Inflation of course only makes all this worse even if the Fed’s FAIT on its own hadn’t added 1.18 percentage points to the CPI as a recent Federal Reserve Bank of Dallas study concludes.  Data are only now coming in about what inflation does to the most vulnerable, but statistics about how many people are going even hungrier are deeply dispiriting.  Even families able to afford their groceries are increasingly doing so with less of what they like from the brands they prefer as discretionary purchases are forgone.  Indeed, even the middle and upper-middle class is cutting back, making it clear that the U.S. has nothing like the economic resilience that allowed the nation to weather Paul Volcker’s crushing recessions in the 1980s.  Those were truly hard, ours could be awful.

So, what to do?  In my book, I urged the Fed to judge itself and the economy by heterogeneous data, but it won’t.  It gathers these data and now talks a good game on racial equity, but it does nothing with these data or its worries, instead setting policy on the aggregate data and preferred indices cited in each FOMC report.  Congress has a right to ensure Fed accountability and the only way to do so is to demand that the Fed evaluate policy plans such as FAIT and its own performance by understanding America as it is, not what the Fed wishes it were.
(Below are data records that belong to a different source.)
PR #852, opened 2015-12-17
Convert MRI definitions to use bz2 tarballs instead of gz ones

deepj:
`bzip2` offers more effective compression algorithm than `gzip`. An user can download less data.


mislav:
Good idea; thanks!

PR #854, opened 2015-12-25
Ruby 2.3.0 branch and trunk

hsbt:
We branched stable version of ruby 2.3.0 today. I switched it in `2.3.0-dev` definition.

and added 2.4.0-dev definition. It version still uses `2.3.0`. but matz will bump version `2.4.0` at few days later :octocat:


sferik:
:tada: :christmas_tree: :gift: :confetti_ball:

hsbt:
Thank you! We prepare 2.3.0 package now. I will add its definition later.

PR #857, opened 2015-12-26
Add rbx-2.6.0, rbx-2.7.0, rbx-2.8.0, rbx-2.9.0

mislav:
Also, support Rubinius linking against Homebrew openssl due to OS X not shipping with system OpenSSL headers anymore.


hsbt:
:+1:

PR #863, opened 2016-01-01
Remove Rubinius

sferik:


hsbt:
`require_llvm` and `locate_llvm` should be removed too.

jasonkarns:
Is it really prudent to remove the functions from ruby-build itself? One key feature of ruby-build is that the definition lookup path can be configured, so one can provide their own custom definitions. Even if the rubinius definitions are removed, removing the rubinius-specific functions would break any custom definitions that rely on them. This would be a pretty big compatibility-breaking change. Might there be value in keeping the rubinius functions a while longer? Or perhaps a deprecation phase would be beneficial to warn users that their definitions would break soon (with whatever release would actually remove the functions, assuming the rubinius removal actually moves forward).

peteygao:
What is the reasoning for dropping Rubinius support in `ruby-build`? I actively use Rubinius and have in the past week installed Rubinius 3.16 via `ruby-build`. In fact I would have installed the latest version `3.19` if #911 was already merged.

hsbt:
I will close this.

We can passively maintain rubinius. ref. https://github.com/rbenv/ruby-build/pull/1035

PR #864, opened 2016-01-01
Remove builds of JRuby that bundle Graal

chrisseaton:
Thanks very much for accepting our definition files for JRuby that bundled Graal (our new JIT compiler for Java). This was really useful when there was no other way to get Graal, but now there are official experimental releases available from Oracle https://github.com/jruby/jruby/wiki/Downloading-GraalVM and soon it will be possible to just use an early access of Java 9 https://github.com/jruby/jruby/wiki/Using-Graal-in-JDK-9-EA-Builds, so these bundled versions aren't necessary any more and we can remove them.

### DIFF
--- a/bin/ruby-build
+++ b/bin/ruby-build
@@ -639,29 +639,10 @@ build_package_jruby() {
   fix_jruby_shebangs
 }
 
-graal_architecture() {
-  if [ "$(uname -m)" != "x86_64" ]; then
-    echo "no nightly builds available" >&2
-    exit 1
-  fi
-
-  case "$(uname -s)" in
-  "Darwin") echo "macosx-x86_64";;
-  "Linux") echo "linux-x86_64";;
-  *)
-    echo "no nightly builds available" >&2
-    exit 1;;
-  esac
-}
-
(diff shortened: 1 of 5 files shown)


mislav:
Thanks for the update. What would be the steps for ruby-build/rbenv users to continue trying out the GraalVM after this is removed? Could we instead update the definitions to download the new build from Oracle?

chrisseaton:
I'm afraid the new builds are click-through licensed as we're now basing our public builds on Oracle's JDK rather than Open JDK.

I've put up an FAQ with the answer for anyone saying 'how do I do it now?'

https://github.com/jruby/jruby/wiki/Truffle-FAQ#how-do-i-get-jrubytruffle

jasonkarns:
@chrisseaton would it make sense to restore these since graalvm has a community edition now?

chrisseaton:
You can now `rbenv install truffleruby-1.0.0-rc10` (and the same with other major Ruby version managers).

TruffleRuby isn't part of JRuby any more, so specifically build of JRuby with Truffle in it isn't a thing any more.

PR #1422, opened 2020-03-26
Add definition for JRuby 9.2.11.1

koic:
JRuby 9.2.11.1 has been released.
https://www.jruby.org/2020/03/25/jruby-9-2-11-1


mislav:
Thank you!

PR #1424, opened 2020-03-31
add definition 2.4.10, 2.5.8, 2.6.6, 2.7.1 and ruby 2.4 EOL

jnozsc:
https://www.ruby-lang.org/en/news/2020/03/31/ruby-2-4-10-released/
https://www.ruby-lang.org/en/news/2020/03/31/ruby-2-5-8-released/
https://www.ruby-lang.org/en/news/2020/03/31/ruby-2-6-6-released/
https://www.ruby-lang.org/en/news/2020/03/31/ruby-2-7-1-released/
https://www.ruby-lang.org/en/downloads/branches/


mislav:
Thank you!!

JulienItard:
Hi, I dont get this new version when i try to upgrade it with homebrew, is it deployed ?

PatrickLerner:
It first needs to be released here and then it can be bumped in homebrew. It's still only on master so far. I guess mislav will get around to that in a bit :)

JulienItard:
@PatrickLerner 👍

PR #1432, opened 2020-04-09
mark ruby 2.5 as security maintenance

jnozsc:
merge when https://github.com/ruby/www.ruby-lang.org/pull/2410 and https://github.com/ruby/www.ruby-lang.org/pull/2420 get released


jasonkarns:
Is this good to merge now, @hsbt ?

And, when it fails – as fail it has – the Fed needs to change course.  Had it done so in the 2010s by terminating ultra-accommodative policy when distributional data demonstrated strong signs of a shared recovery instead of focusing solely on financial-market wealth, America would have been considerably less unequal in 2020.  It thus would have been more resilient when Covid struck.  Had the Fed learned from the 2010s and withdrawn emergency accommodation and financial-market backstops as soon as fiscal policy stepped in, then America wouldn’t be even more unequal now and thus far too fragile to handle inflation spawned only by supply-chain disruptions, let alone that resulting from the Fed’s own mistaken policy.

And, if America weren’t so unequal and household financial security so fragile, then America wouldn’t be so angry and our political system might function better to the greater good of the public as a whole.  The Fed may think itself aloof from these political vicissitudes due to its almighty independence.  The rest of us aren’t so fortunate.